**WORK TO BE COMPLETED**
Return each line of the records below in which the string "feel" turns up.

**INPUT DATA**
PR #1392, opened 2025-04-17
Handle wrong data entry URL errors (reload finalised data entry, invalid entry number)

### LINKED ISSUE #1389: Error message should be shown if user revisits a url for a data entry they did previously
If a user did the first data entry and then revisits the url of one of the forms, e.g. `/elections/1/data-entry/4/1/recounted`, the `POST` to the claim endpoint returns a `409`:
```json
{"error":"First entry already finalised","fatal":false,"reference":"InvalidStateTransition"}
```
and the user is shown a blank page except for the top nav bar.

We need to show a proper error message.

Lionqueen94:
Closes #1389 

## Description
- Removed unused ErrorReferences
- Added `DataEntryAlreadyFinalised` ErrorReference
- Added handling of `DataEntryAlreadyFinalised` and `InvalidStateTransition` errors
- Added `--features embed-typst` to cargo build for local e2e tests


jschuurk-kr:
Tried out the scenario described in #1389. Result of returning to a data entry url you have completed is:

image

Behavior is the same if you go to the same url with a different user.

I think showing a warning is fine. We do this for "Een andere invoerder is bezig met dit stembureau." as well.

If I then complete second data entry and go the url of the first or second data entry, I get "Abacus is stuk" "error.polling_station_already_definitive". So would be nice to also implement a warning for this scenario.

If I change the data entry to an invalid number, I get a 400 "Invalid URL: invalid entry number \`3`" response and am shown the blank page.

Since it does take some effort from the user to trigger this behavior, I wouldn't want to invest too much time in showing different warnings for different errors. So my proposal would be to add a warning for `error.polling_station_already_definitive` and something generic for all the rest. The "Abacus is stuk"-page is actually not that bad for the generic purpose, since it has a back-button on the page that will get you right back to where you where. The copy is not ideal for this kind of scenario, though.
@praseodym What do you think?

frontend/e2e-tests/page-objects/data_entry/DataEntryHomePgObj.ts
```diff
@@ -34,11 +37,15 @@ export class DataEntryHomePage {
       name: "Je invoer is opgeslagen",
     });
     this.resumeDataEntry = page.getByRole("heading", { level: 2, name: "Je hebt nog een openstaande invoer" });
+    this.dataEntryWarningAlertTitle = page.getByTestId("dataEntryWarningAlertTitle");
```
jschuurk-kr, line 40: `name` can also take Regex, so we can do:
```suggestion
    this.dataEntryWarningAlertTitle = page.getByRole("heading", {level: 2, name: /^Je kan stembureau \d+ niet invoeren.$/})
```

frontend/e2e-tests/page-objects/data_entry/DataEntryHomePgObj.ts
```diff
@@ -34,11 +37,15 @@ export class DataEntryHomePage {
...
+    this.dataEntryWarningAlertDescription = page.getByTestId("dataEntryWarningAlertDescription");
```
jschuurk-kr, line 41: I have a slight preference to check if `this.alertDataEntryWarning` contains the description text over introducing a locator based on an `id`. For a user looking at the page it's more important that the alert with the right title contains the description than that an element with a specific id shows the description.

praseodym:
> If I then complete second data entry and go the url of the first or second data entry, I get "Abacus is stuk" "error.polling_station_already_definitive". So would be nice to also implement a warning for this scenario.

Agreed that we should add a proper warning for this. I think the current error comes from this code:
https://github.com/kiesraad/abacus/blob/f38bf25b405e87dbbd552f3776bb6eb903f3c2be/frontend/src/features/data_entry/components/DataEntryLayout.tsx#L27-L29
We should remove this code and handle this case in the `DataEntryProvider` instead. (I don't like the `DataEntryLayout` using the `pollingStationStatus`, I feel like it could get out of sync with the data entry itself.)

> If I change the data entry to an invalid number, I get a 400 "Invalid URL: invalid entry number `3`" response and am shown the blank page. [..] The "Abacus is stuk"-page is actually not that bad for the generic purpose, since it has a back-button on the page that will get you right back to where you where. 

We shouldn't show a blank page, throwing an error to show the generic "Abacus is stuk" error is fine.

frontend/e2e-tests/page-objects/data_entry/DataEntryHomePgObj.ts
Lionqueen94: Changed in 1112b3ea1e859892cb9bd5dd0b722701b3258288

frontend/e2e-tests/page-objects/data_entry/DataEntryHomePgObj.ts
Lionqueen94: Changed in 1112b3ea1e859892cb9bd5dd0b722701b3258288

Lionqueen94:
> > If I then complete second data entry and go the url of the first or second data entry, I get "Abacus is stuk" "error.polling_station_already_definitive". So would be nice to also implement a warning for this scenario.
> 
> Agreed that we should add a proper warning for this. I think the current error comes from this code:
> 
> https://github.com/kiesraad/abacus/blob/f38bf25b405e87dbbd552f3776bb6eb903f3c2be/frontend/src/features/data_entry/components/DataEntryLayout.tsx#L27-L29
> 
> We should remove this code and handle this case in the `DataEntryProvider` instead. (I don't like the `DataEntryLayout` using the `pollingStationStatus`, I feel like it could get out of sync with the data entry itself.)
> 
> > If I change the data entry to an invalid number, I get a 400 "Invalid URL: invalid entry number `3`" response and am shown the blank page. [..] The "Abacus is stuk"-page is actually not that bad for the generic purpose, since it has a back-button on the page that will get you right back to where you where.
> 
> We shouldn't show a blank page, throwing an error to show the generic "Abacus is stuk" page is fine.

I now check for the entry number where the original check for definitive was located and show the Not Found page with "Ongeldige invoer voor dit stembureau". I can change this to the "Abacus is stuk" page if this is better suited. What do you think?
The `entry_number.rs` doesn't return `EntryNumberNotSupported` unfortunately, so it's a bit less nice to capture in the DataEntryProvider useEffect

praseodym:
> I now check for the entry number where the original check for definitive was located and show the Not Found page with "Ongeldige invoer voor dit stembureau". I can change this to the "Abacus is stuk" page if this is better suited. What do you think? @jschuurk-kr @praseodym

That's fine!

I still see a blank page when I edit the URL to a second data entry while working on the first data entry (`InvalidStateTransition` gets returned from the claim API), can we add better error handling in that code path?

Lionqueen94:
> > I now check for the entry number where the original check for definitive was located and show the Not Found page with "Ongeldige invoer voor dit stembureau". I can change this to the "Abacus is stuk" page if this is better suited. What do you think? @jschuurk-kr @praseodym
> 
> That's fine!
> 
> I still see a blank page when I edit the URL to a second data entry while working on the first data entry (`InvalidStateTransition` gets returned from the claim API), can we add better error handling in that code path?

Handled in 7301612c85a6daa26aa85d1dd2ad6927e41176d7 also, and did some code cleanup as well

jorisleker (approved):
LGTM
- when I open the recounted page for a polling station I've already completed, I am redirect to the polling station choice page, with an appropriate alert
- when i use an invalid entry number or invalid polling station choice id, I get a 'abacus is stuk' page, with appropriate error message

oliver3:
As discussed, fatal errors during data entry are not handled at all at the moment, but we decided to create a separate issue for that https://github.com/kiesraad/abacus/issues/1405
Depending on the solution for that issue, we could maybe remove the error handling specific for an illegal data entry number.

oliver3 (approved):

**OUTPUT**
We should remove this code and handle this case in the `DataEntryProvider` instead. (I don't like the `DataEntryLayout` using the `pollingStationStatus`, I feel like it could get out of sync with the data entry itself.)
> We should remove this code and handle this case in the `DataEntryProvider` instead. (I don't like the `DataEntryLayout` using the `pollingStationStatus`, I feel like it could get out of sync with the data entry itself.)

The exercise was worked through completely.